Auston Matthews was awarded the 2022 Hart Memorial Trophy as the NHL’s most valuable player on Tuesday, becoming the first Toronto Maple Leaf to win the award since Ted Kennedy did it back in 1955.
The Scottsdale, Arizona native set career highs in assists (46) and points (106) this season and became the first NHL player in 10 years to score 60 goals in a season. He set the single-season franchise record for goals (60), eclipsing Rick Vaive’s 54 goals scored during the 1981-82 season.
Matthews also won the Ted Lindsay Award, handed out to the most outstanding player in the NHL as voted by the players, becoming the first Maple Leafs to ever claim the honour.
While leading the league in goals is hardly the sole measure of an M-V-P season, it’s the manner in which he accomplished the feat that was most impressive.
On Apr. 9, Matthews completed a string in which he scored 50 goals in his previous 50 games.
A runner-up for the award in 2021, Matthews’ staked his claim for this year’s award with his strong offensive numbers came despite missing the first few games of the season recovering from off-season wrist surgery. He also impressed with his two-way play as a dominant centre in the league.
The Maple Leafs’ first pick (first overall) in the 2016 NHL Draft, Matthews seemed destined for hardware in his career.

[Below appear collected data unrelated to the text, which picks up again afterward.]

PR #3188, opened 2026-08-28
DatePicker: Change interaction pattern to manual activation

marcysutton:
## Summary:
When a `DatePicker` sits side-by-side with a native time input, the activation patterns aren't consistent with one another. This PR changes the WB `DatePicker` to use manual activation on a calendar icon button overlaying the `DatePickerInput`. It also includes a change to `IconButton` to add an `onKeyDown` prop, which was unsupported before.

Expected interaction flow:
- Tab onto DatePicker input, and tab again to reach icon button
- Enter/space toggles the date picker overlay
- When date picker overlay is open, arrow down to move focus into the date picker grid (note: except in NVDA or JAWS, where Browse Mode is the default and the virtual cursor will move to the next element outside the date picker)
- Escape or shift tab will return to the icon button
- Tab will continue past the icon button when the overlay is closed

Issue: WB-2425

## Test plan:
1. Review new comparison story: `/?path=/story/packages-datepicker-datepicker--date-and-time-comparison&globals=theme:thunderblocks`
2. Ensure date validation and locales still work (@beaesguerra's [testing doc](https://khanacademy.atlassian.net/wiki/spaces/~712020fa1796fb383b47c5a0cb43a4c0a5ca5f/pages/4571201829/Test+cases+for+date-picker+integration) may help!)
3. Ensure tests pass

### DIFF
--- a/packages/wonder-blocks-date-picker/src/components/__tests__/date-picker.test.tsx
+++ b/packages/wonder-blocks-date-picker/src/components/__tests__/date-picker.test.tsx
@@ -32,7 +32,9 @@ function expectOverlayHidden() {
 // focus/click on the input no longer opens the overlay.
 async function openOverlay() {
     await userEvent.tab();
-    await userEvent.click(screen.getByRole("button", {name: "Show calendar"}));
+    await userEvent.click(
+        screen.getByRole("button", {name: "Toggle calendar"}),
+    );
 }
 
 describe("DatePicker", () => {
@@ -94,14 +96,14 @@ describe("DatePicker", () => {
         await openOverlay();
         expectOverlayVisible();
         await userEvent.click(
-            screen.getByRole("button", {name: "Show calendar"}),
+            screen.getByRole("button", {name: "Toggle calendar"}),
         );
         expectOverlayHidden();
     });
 
     it("reflects aria-expanded on the calendar button as the overlay opens and closes", async () => {
         render(<DatePicker updateDate={() => {}} />);
-        const button = screen.getByRole("button", {name: "Show calendar"});
+        const button = screen.getByRole("button", {name: "Toggle calendar"});
         expect(button).toHaveAttribute("aria-expanded", "false");
         await openOverlay();
         expect(button).toHaveAttribute("aria-expanded", "true");
@@ -113,7 +115,7 @@ describe("DatePicker", () => {
         render(<DatePicker disabled updateDate={() => {}} />);
         await userEvent.tab();
         await userEvent.click(
-            screen.getByRole("button", {name: "Show calendar"}),
+            screen.getByRole("button", {name: "Toggle calendar"}),
         );
         expectOverlayHidden();
     });
@@ -161,7 +163,7 @@ describe("DatePicker", () => {
     it("keeps focus on the calendar button when it's clicked to open the overlay", async () => {
         render(<DatePicker updateDate={() => {}} />);
         const calendarButton = screen.getByRole("button", {
-            name: "Show calendar",
+            name: "Toggle calendar",
         });
         await userEvent.click(calendarButton);
         expect(calendarButton).toHaveFocus();
@@ -170,7 +172,7 @@ describe("DatePicker", () => {
     it("closes the overlay and returns focus to the calendar button when Escape is pressed", async () => {
         render(<DatePicker updateDate={() => {}} />);
         const calendarButton = screen.getByRole("button", {
-            name: "Show calendar",
+            name: "Toggle calendar",
         });
         await openOverlay();
         expect(calendarButton).toHaveFocus();
@@ -194,18 +196,17 @@ describe("DatePicker", () => {
         await userEvent.keyboard("{Escape}");
         await waitFor(() => expectOverlayHidden());
         expect(
-            screen.getByRole("button", {name: "Show calendar"}),
+            screen.getByRole("button", {name: "Toggle calendar"}),
         ).toHaveFocus();
         await userEvent.keyboard("{ArrowDown}");
         expectOverlayHidden();
     });
 
-    it("opens the date picker if Enter is pressed when closed", async () => {
+    it("does not open the overlay when Enter is pressed on the input while closed", async () => {
         render(<DatePicker updateDate={() => {}} />);
         await userEvent.tab();
-        await userEvent.keyboard("{Escape}");
         await userEvent.keyboard("{Enter}");
-        expectOverlayVisible();
+        expectOverlayHidden();
     });
 
     it("closes the date picker if Enter is pressed when open", async () => {
@@ -215,19 +216,21 @@ describe("DatePicker", () => {
         expectOverlayHidden();
     });
 
-    it("opens the date picker if down arrow is pressed when closed", async () => {
+    it("does not open the overlay when ArrowDown is pressed on the input while closed", async () => {
+        // The calendar button is the only way to open the overlay --
+        // ArrowDown on the input matches native date/time inputs, where
+        // arrow keys adjust the focused value segment instead.
         render(<DatePicker updateDate={() => {}} />);
         await userEvent.tab();
-        await userEvent.keyboard("{Escape}");
         await userEvent.keyboard("{ArrowDown}");
-        expectOverlayVisible();
+        expectOverlayHidden();
     });
 
     it("moves focus into the calendar grid when ArrowDown is pressed on the calendar button while the overlay is already open", async () => {
         render(<DatePicker updateDate={() => {}} />);
         await openOverlay();
         expect(
-            screen.getByRole("button", {name: "Show calendar"}),
+            screen.getByRole("button", {name: "Toggle calendar"}),
         ).toHaveFocus();
         await userEvent.keyboard("{ArrowDown}");
         await waitFor(() => {
@@ -242,8 +245,8 @@ describe("DatePicker", () => {
     it("moves focus into the calendar grid when ArrowDown is pressed on the input while the overlay is already open", async () => {
         render(<DatePicker updateDate={() => {}} />);
         const input = screen.getByRole("textbox");
-        await userEvent.tab();
-        await userEvent.keyboard("{ArrowDown}"); // opens; focus stays on input
+        await openOverlay(); // opens via the calendar button
+        await userEvent.click(input);
         expect(input).toHaveFocus();
         await userEvent.keyboard("{ArrowDown}"); // overlay already open
         await waitFor(() => {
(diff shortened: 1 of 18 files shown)


packages/wonder-blocks-date-picker/src/components/date-picker.tsx
```diff
@@ -87,6 +92,15 @@ interface Props {
      * is no visible label associated with the date picker, such as with LabeledField.
      */
     inputAriaLabel?: string;
+    /**
+     * The aria-label for the calendar toggle button that opens/closes the
+     * calendar overlay. Defaults to "Toggle calendar".
+     */
+    calendarButtonAriaLabel?: string;
```
marcysutton, line 99: I weighed whether to move these to a `labels` prop, but it would have been a breaking change with `inputAriaLabel`. Let me know if that's preferred (along with splitting this change off to a separate PR).

jandrade: I think it is fine to keep it this way. We can iterate later if we need to.

packages/wonder-blocks-date-picker/src/components/__tests__/date-picker.test.tsx
```diff
@@ -27,6 +27,16 @@ function expectOverlayHidden() {
...
+// Opens the calendar overlay via the explicit toggle mechanism: focus the
+// input (matching real usage), then click the calendar toggle button. Plain
+// focus/click on the input no longer opens the overlay.
+async function openOverlay() {
+    await userEvent.tab();
+    await userEvent.click(
+        screen.getByRole("button", {name: "Toggle calendar"}),
+    );
+}
+
```
jandrade: **suggestion:** I'd recommend to avoid creating helpers in unit tests to make these easier to understand: https://khanacademy.atlassian.net/wiki/spaces/ENG/pages/98402353/Unit+Testing+Best+Practices#Repeat-yourself

packages/wonder-blocks-date-picker/src/components/__tests__/date-picker.test.tsx
```diff
@@ -51,10 +61,10 @@ describe("DatePicker", () => {
         expectOverlayHidden();
     });
 
-    it("shows the date picker overlay if the input is clicked", async () => {
+    it("does not show the date picker overlay if the input is clicked", async () => {
         render(<DatePicker updateDate={() => {}} />);
         await userEvent.click(screen.getByRole("textbox"));
-        expectOverlayVisible();
+        expectOverlayHidden();
```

He won the Calder Trophy in 2007 after a rookie season that including scoring 40 goals and a record-breaking four goals in his NHL debut on Oct. 12, 2016 against the Ottawa Senators. He is the two-time defending goal-scoring champion, having first won the Maurice ‘Rocket’ Richard Trophy in 2021.
While talk about a potential Hart Trophy became a theme around the Maple Leafs during the back half of the 2021-2022 season, Matthews’ also did his best to change the focus to that of the team instead of his individual accomplishments.
”It’s humbling,” Matthews said when he became the first Maple Leafs player to eclipse 100 points since Doug Gilmore in 1993. “It’s not about me, it’s a team accomplishment.”
The Hart Trophy is voted on by members of the Professional Hockey Writers’ Association. Matthews received his award in Tampa Bay, the site of the his team’s bitter first-round loss during the 2022 playoffs. The COVID-19 pandemic shifted the site of the awards from its regular home in Las Vegas, Nevada to the city that was hosting the 2022 Stanley Cup Final between Games 3 and 4.